Since they understand the tomography of the jump well, they also know how to manipulate the state via precise rotation of the state so that the jump "reverses". The time evolution of the system between two detector clicks is entirely deterministic, so this is not a surprise, it's just a neat demonstration. If you look into the actual formulae, you will find that the evolution of the state in this period is directly dependent on the frequency of the Rabi drive $\Omega_{BD}$, so please do not get the impression that this specific behaviour during a "quantum jump" is universal - it is specific to the experimental setup and chosen method of observation.
A: I doubt that above mentioned paper has something to do with "New Physics". It was known long before that there can be artificially constructed systems, usually with meta-stable levels, which can have high predictability of when and how atom will change it's state from a higher energy level to a lower one (it needs a flying  photon near by). Such system is called Laser - stimulated emission of radiation. Of course it would be not easy task to say when exactly concrete atom will radiate in a laser system, but for sure radiation probability will increase drastically when atom is exposed to a coherent photon flying by it at near distance.

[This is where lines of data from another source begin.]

Issue #178, opened 2022-02-07
JS-SDK client uses environment variables to initialize


paulyuk:
## Describe the proposal
Currently the Dapr sidecar is setting environment variables on your behalf like DAPR_HOST and DAPR_PORT.  The proposal is to have a default constructor for the DaprClient() that sets the internal host, port, and API version using these environment variables.  

This has the benefits of:
- consistency with other SDKs like Python and .NET: [example](https://github.com/dapr/python-sdk/blob/master/dapr/clients/http/client.py)
- Less user code to get the best practice

Upon completion the user should be able to successfully write this code with parameterless ctor to successfully connect to sidecar and call APIs:
```
const client = new DaprClient();
await client.pubsub.publish("order_pub_sub", "orders", {orderId: 100});
```

XavierGeerinck:
This should be possible as https://docs.dapr.io/reference/environment/ expoes `DAPR_HTTP_PORT`, `DAPR_GRPC_PORT` and `APP_PORT`. Would need to check if when running `dapr run` this is set as well.

shubham1172:
I see `DAPR_API_VERSION` in python-sdk [here](https://github.com/dapr/python-sdk/blob/e167ec089cb8a614f675ee799b4aa978d1422852/dapr/conf/global_settings.py#L25), but this is not present in any other SDK or CLI/Runtime repositories. It's not documented here too - https://docs.dapr.io/reference/environment/

This does not look like a supported feature. @paulyuk, thoughts?

Also, since we are refactoring `DaprClient`, we can refactor `DaprServer` also under the same work-item.

PR #192, opened 2022-02-16
Use environment variables to initialize client and server

shubham1172:
# Description

This PR makes `DaprClient` and `DaprServer` configurable using environment variables. If missing, they fallback to a sane default value. 

## Issue reference

Please reference the issue this PR will close: #178 

## Checklist

* [X] Code compiles correctly
* [x] Created/updated tests

### DIFF
--- a/src/implementation/Client/DaprClient.ts
+++ b/src/implementation/Client/DaprClient.ts
@@ -53,14 +53,14 @@ export default class DaprClient {
   readonly actor: IClientActorBuilder;
 
   constructor(
-    daprHost = Settings.getDefaultHost()
+    daprHost?: string
     , daprPort?: string
     , communicationProtocol: CommunicationProtocolEnum = CommunicationProtocolEnum.HTTP
     , options: DaprClientOptions = {
       isKeepAlive: true
     }
   ) {
-    this.daprHost = daprHost;
+    this.daprHost = daprHost ?? Settings.getDefaultHost();
     this.daprPort = daprPort ?? Settings.getDefaultPort(communicationProtocol);
     this.communicationProtocol = communicationProtocol;
     this.options = options;
--- a/src/implementation/Client/DaprClient.ts
+++ b/src/implementation/Client/DaprClient.ts
@@ -53,14 +53,14 @@ export default class DaprClient {
   readonly actor: IClientActorBuilder;
 
   constructor(
-    daprHost?: string
+    daprHost = Settings.getDefaultHost()
     , daprPort?: string
     , communicationProtocol: CommunicationProtocolEnum = CommunicationProtocolEnum.HTTP
     , options: DaprClientOptions = {
       isKeepAlive: true
     }
   ) {
-    this.daprHost = daprHost ?? Settings.getDefaultHost();
+    this.daprHost = daprHost;
     this.daprPort = daprPort ?? Settings.getDefaultPort(communicationProtocol);
     this.communicationProtocol = communicationProtocol;
     this.options = options;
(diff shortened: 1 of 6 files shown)


src/implementation/Client/HTTPClient/HTTPClient.ts
```diff
@@ -16,12 +16,15 @@ export default class HTTPClient implements IClient {
...
+  constructor(
+    host = Settings.getDefaultHost()
+    , port = Settings.getDefaultHttpPort()
+    , options: DaprClientOptions = {
+      isKeepAlive: true
+    }
+  ) {
     this.clientHost = host;
-    this.clientPort = port;
+    this.clientPort = port ?? port;
```
XavierGeerinck, line 27: ? What does this do? port or port?

src/implementation/Client/DaprClient.ts
```diff
@@ -52,15 +53,15 @@ export default class DaprClient {
   readonly actor: IClientActorBuilder;
 
   constructor(
-    daprHost: string
-    , daprPort: string
+    daprHost = Settings.getDefaultHost()
```
XavierGeerinck, line 56: I am not a fan personally of this line, the below follows a different way of working than this. Could we make it so constructor has all optional parameters then and we add the same `??` to daprHost as welll on line 63?

src/implementation/Client/HTTPClient/HTTPClient.ts
shubham1172: Oops, thanks for catching that. Only supposed to be `port`.

src/implementation/Client/DaprClient.ts
shubham1172: Good suggestion, that will look more uniform!

shubham1172: For `GRPCClient` and `HTTPClient`, I have still kept it inline as that looks easier to read. Let me know what your thoughts are, we can change that too.

src/implementation/Server/DaprServer.ts
```diff
@@ -35,19 +36,19 @@ export default class DaprServer {
...
     , clientOptions: DaprClientOptions = {
       isKeepAlive: true
     }
   ) {
-    this.serverHost = serverHost;
-    this.serverPort = serverPort;
-    this.daprHost = daprHost;
-    this.daprPort = daprPort;
+    this.serverHost = serverHost ?? Settings.getDefaultHost();
+    this.serverPort = serverPort ?? Settings.getDefaultAppPort(communicationProtocol);
```
shubham1172, line 49: Also here, should we check for `DAPR_SERVER_PORT`? I don't see it documented anywhere, but we do set that environment variable only in `DaprServer`.

src/implementation/Client/DaprClient.ts
XavierGeerinck: Ok for me

src/implementation/Server/DaprServer.ts
XavierGeerinck: No I wouldn't set it. Let's stick to the Dapr documented one, let's work towards deprecating the DAPR_SERVER_PORT in the future as well?

shubham1172: Cool, we don't have `DAPR_SERVER_PORT` in the new code. Resolving this.

shubham1172:
@XavierGeerinck, I had seen `??` in other TS codebases. Also saw this one https://www.typescriptlang.org/docs/handbook/release-notes/typescript-3-7.html#nullish-coalescing 
image

From https://stackoverflow.com/questions/61480993/when-should-i-use-nullish-coalescing-vs-logical-or, `||` 
> But the OR operator || can be problematic if your left value might contain "" or 0 or false

What do you think?

XavierGeerinck:
Awesome, LGTM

Similarly authors in a mentioned paper may discovered artificially stimulated absorption. The fact that they can predict when absorption event will happen shows that absorption is controlled in their system. But non-deterministic nature of quantum jumps has in mind spontaneous emission/absorption, which has totally nothing to do with stimulated emission/absorption or artificially built systems, which forces quantum jump events in one or the other direction. As far as I know spontaneous quantum jumps are completely nondeterministic (except that you can calculate jump event probability amplitudes), and nobody has predicted it better than QM wave-function framework as to date.